In fact a “decoder” is simply autoregressive token classification.

orangecat•1h ago
'old fart judges who don't understand the tech'

If this intended to refer to Judge Alsup, it is extremely wrong.

visarga•1h ago
> but have no architectural mechanism to separate facts from expressions

Sure they do. Every time a bot searches, reads your site and formulates an answer it does not replicate your expression. First of all, it compares across 20.. 100 sources. Second, it only reports what is related to the user query. And third - it uses its own expression. It's more like asking a friend who read those articles and getting an answer.

LLMs ability to separate facts from expression is quite well developed, maybe their strongest skill. They can translate, paraphrase, summarize, or reword forever.

luckylion•2h ago
Does that have any implications on liability for content? They're no longer just a provider, they are re-licensing and marketing content. Are they losing protection?
ec109685•1h ago
It’s surprising Reddit doesn’t get pushback for reselling their user’s content.

The right thing would be for the end users to receive the compensation Reddit is getting from AI companies.

deadbabe•2h ago
Just ladder kicking at this point.
jsnell•2h ago
The headline seems pretty aspirational.

The licensing standard they're talking about will achieve nothing.

Anti-bot companies selling scraping protections will run out of runway: there's a limited set of signals, and none of them are robust. As the signals get used, they're also getting burned. And it's politically impossible to expand the web platform to have robust counter-abuse capabilities.

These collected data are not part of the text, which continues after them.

PR #7166, opened 2023-01-24
feat(startWith): remove deprecated scheduler signature.

benlesh:
+ Removes deprecated scheduler signature
+ Improves performance slightly
+ Moves `subscribeToArray` closer to usage.

### DIFF
--- a/spec/operators/startWith-spec.ts
+++ b/spec/operators/startWith-spec.ts
@@ -1,7 +1,6 @@
 import { expect } from 'chai';
-import { startWith, mergeMap, take } from 'rxjs/operators';
 import { TestScheduler } from 'rxjs/testing';
-import { of, Observable } from 'rxjs';
+import { of, Observable, startWith, mergeMap, take } from 'rxjs';
 import { observableMatcher } from '../helpers/observableMatcher';
 
 /** @test {startWith} */
@@ -143,21 +142,6 @@ describe('startWith', () => {
     });
   });
 
-  it('should allow unsubscribing explicitly and early', () => {
-    testScheduler.run(({ hot, expectObservable, expectSubscriptions }) => {
-      const e1 = hot('  ---a--b----c--d--|');
-      const unsub = '   ---------!        ';
-      const e1subs = '  ^--------!        ';
-      const expected = 's--a--b---        ';
-      const values = { s: 's', a: 'a', b: 'b' };
-
-      const result = e1.pipe(startWith('s', testScheduler));
-
-      expectObservable(result, unsub).toBe(expected, values);
-      expectSubscriptions(e1.subscriptions).toBe(e1subs);
-    });
-  });
-
   it('should not break unsubscription chains when result is unsubscribed explicitly', () => {
     testScheduler.run(({ hot, expectObservable, expectSubscriptions }) => {
       const e1 = hot('  ---a--b----c--d--|');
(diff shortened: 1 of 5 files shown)


src/internal/operators/startWith.ts
```diff
@@ -1,7 +1,7 @@
-import { concat } from '../observable/concat';
-import { OperatorFunction, SchedulerLike, ValueFromArray } from '../types';
-import { popScheduler } from '../util/args';
+import { subscribeToArray } from '../observable/innerFrom';
+import { OperatorFunction, ValueFromArray } from '../types';
 import { operate } from '../util/lift';
+import { createOperatorSubscriber } from './OperatorSubscriber';
 
 // Devs are more likely to pass null or undefined than they are a scheduler
 // without accompanying values. To make things easier for (naughty) devs who
```
demensky, line 7: After the scheduler was removed, these signatures became useless. Maybe we should remove them?

demensky: Are signatures with `null` and `undefined` still relevant?

src/internal/observable/innerFrom.ts
```diff
@@ -64,12 +63,34 @@ export function fromInteropObservable<T>(obj: any) {
...
+  //    something like a `take`, `takeWhile`, or other synchronous unsubscription
+  //    has already unsubscribed.
+  // 2. In this form, reentrant code can alter that array we're looping over.
+  //    This is a known issue, but considered an edge case. The alternative would
+  //    be to copy the array before executing the loop, but this has
+  //    performance implications.
+  const length = array.length;
+  for (let i = 0; i < length && !subscriber.closed; i++) {
+    subscriber.next(array[i]);
+  }
```
demensky, line 90: [Here](https://github.com/ReactiveX/rxjs/blob/f93e5c86a37af3b553a950b73eb346ee2806eddb/src/internal/observable/innerFrom.ts#L93-L95) we exit the function as soon as `subscriber.closed` becomes `true`. Does it make sense to do something similar here?

jakovljevic-mladen: I think this is covered in the `for` loop. This part: `&& !subscriber.closed` should ensure that.

src/internal/operators/startWith.ts
jakovljevic-mladen: I think they aren't relevant anymore.

src/internal/observable/innerFrom.ts
demensky: It's just that in [example](https://github.com/ReactiveX/rxjs/blob/f93e5c86a37af3b553a950b73eb346ee2806eddb/src/internal/observable/innerFrom.ts#L93-L95), when `subscriber.closed` becomes `true`, then `subscriber.complete()` is not called, but in `subscribeToArray` it is called.

jakovljevic-mladen: If `subscriber.complete()` gets called, but subscription is already closed, it won't make any difference. Subscriber will not get `complete` notification multiple times, so this is OK I think.

demensky: Yes, I know that `complete` won't be notified several times. I just wanted to ask and suggest doing something like this:

```suggestion
  for (let i = 0; i < length; i++) {
    if (subscriber.closed) {
      return;
    }
    subscriber.next(array[i]);
  }
```

Nevermind, it's just my curiosity.

demensky (approved):

spec/operators/startWith-spec.ts
```diff
@@ -143,21 +142,6 @@ describe('startWith', () => {
...
 
-  it('should allow unsubscribing explicitly and early', () => {
-    testScheduler.run(({ hot, expectObservable, expectSubscriptions }) => {
-      const e1 = hot('  ---a--b----c--d--|');
-      const unsub = '   ---------!        ';
-      const e1subs = '  ^--------!        ';
-      const expected = 's--a--b---        ';
-      const values = { s: 's', a: 'a', b: 'b' };
-
-      const result = e1.pipe(startWith('s', testScheduler));
```
demensky, line 154: Just a reinsurance. Are you sure that these tests should be deleted? Isn't it enough just to remove `testScheduler`?

src/internal/observable/innerFrom.ts
demensky: @jakovljevic-mladen
I think it still needs to be fixed because `onStoppedNotification` will be called [here](https://github.com/ReactiveX/rxjs/blob/6c9930253a165303935ac096eeda65778dd8a3bc/src/internal/Subscriber.ts#L88).

```ts
import { config, Observable } from 'rxjs';

config.onStoppedNotification = (notification) => {
  console.log('onStoppedNotification', notification);
};

new Observable<never>((subscriber) => {
  subscriber.complete();
  subscriber.complete(); // log: onStoppedNotification {kind: "C", value: undefined, error: undefined}
}).subscribe();
```

demensky:
```suggestion
  for (let i = 0; i < length; i++) {
    if (subscriber.closed) {
      return;
    }
    subscriber.next(array[i]);
  }
```

I double-checked and made sure that if you do not return inside the loop, then `onStoppedNotification` will be called.

```ts
config.onStoppedNotification = (notification) => {
  console.log('onStoppedNotification', notification);
};

EMPTY.pipe(startWith(1, 2, 3), take(2)).subscribe();
```

demensky (changes requested):

src/internal/observable/innerFrom.ts
benlesh: It is _mildly_ more efficient, I suppose. A conditional followed by a return, rather than a conditional followed by a function call, a conditional and a return. It's not likely to make any performance difference though, I'd guess. Even at high-speed.

demensky: We are talking about a false positive `onStoppedNotification` call.

demensky: The difference is that `return` prevents [`subscriber.complete()`](https://github.com/ReactiveX/rxjs/blob/95f8d958eb500be6d66263b06ed4263ad6808c19/src/internal/observable/innerFrom.ts#L91).

spec/operators/startWith-spec.ts
benlesh: Yeah, they're invalid tests now. This would test that it would start with `'s'` and then an instance of `testScheduler`. :)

Putting the content behind a login wall can work for large sites, but not small ones.

The free-for-all will not end until adversarial scraping becomes illegal.

carlosjobim•2h ago
> Putting the content behind a login wall can work for large sites, but not small ones.

Syndication is the answer. Small artists are on Spotify, small video makers are on YouTube.

salawat•1h ago
Yes. Conglomeration and centralization. More, more, more!

See the problem?

atm3ga•1h ago
As AI companies like Perplexity introduce AI enabled browsers like Comet, they will scrape web sites through the interaction of end-users with whatever site they are using. Therefore, indeed anti-bot companies are absolutely running out of runway.
thelittleone•1h ago
Wow hadn't even considered this... so say I have a members only section of my site where I share high value content, one of the members browses using Comet, and that scrapes the private content and sends to perplexity?
lupire•1h ago
This also happens with covert botnets running secretly on user machines.
ec109685•1h ago
The way comet browses the web is weird enough that it’s easily detectable.
gdulli•53m ago
Did you stop getting non-compliant spam when that became illegal?
aaaggg•1h ago
L - wish they'd stop posting articles that are paywalled...
janalsncm•1h ago
> There was for years an experimental period, when ethical and legal considerations about where and how to acquire training data for hungry experimental models were treated as afterthoughts.

Those things were afterthoughts because for the most part the experimental methods sucked compared to the real thing. If we were in mid 2016 and your LSTM was barely stringing together coherent sentences, it was a curiosity but not a serious competitor to StackOverflow.

I say this not because I don’t think law/ethics are important in the abstract, but because they only became relevant after significant technological improvement.

Zigurd•49m ago
Sites containing original content will adopt active measures against LLM scraper bots. Unlike search indexing bots, there's much less upside to allowing scraping for LLM training material. Openly adversarial actions like serving up poisoned text that would induce LLMs to hallucinate is much more defensible.